**Action item**
Where a line of the entries holds the string "which", copy that line.

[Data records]

PR #2295, opened 2025-12-15
[6.x] fix PHP8.4 deprecations

JulienRAVIA:
I know this deprecations are handled on superior versions, but in our company we are still on Elastic Search 6.x so we need this version.

### DIFF
--- a/lib/Elastica/Aggregation/BucketSelector.php
+++ b/lib/Elastica/Aggregation/BucketSelector.php
@@ -14,7 +14,7 @@ class BucketSelector extends AbstractSimpleAggregation
      * @param array|null  $bucketsPath
      * @param string|null $script
      */
-    public function __construct(string $name, array $bucketsPath = null, string $script = null)
+    public function __construct(string $name, ?array $bucketsPath = null, ?string $script = null)
     {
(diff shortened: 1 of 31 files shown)


ruflin:
Hi @JulienRAVIA Thanks for the PR. I have learned the hard way, that I better don't get PRs into branches which are not maintained anymore. Even though it looks like probably nothing should break, it still might break something (been there). 

So I wonder what we can do here for you. Do you need the PR merged somewhere in the Elastica repo or can you pull the changes from your repository? If not, we could a branch with something like `6.x-julien` so you could pull form this branch?

JulienRAVIA:
> Hi @JulienRAVIA Thanks for the PR. I have learned the hard way, that I better don't get PRs into branches which are not maintained anymore. Even though it looks like probably nothing should break, it still might break something (been there).
>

**Solution**
Hi @JulienRAVIA Thanks for the PR. I have learned the hard way, that I better don't get PRs into branches which are not maintained anymore. Even though it looks like probably nothing should break, it still might break something (been there). 
> Hi @JulienRAVIA Thanks for the PR. I have learned the hard way, that I better don't get PRs into branches which are not maintained anymore. Even though it looks like probably nothing should break, it still might break something (been there).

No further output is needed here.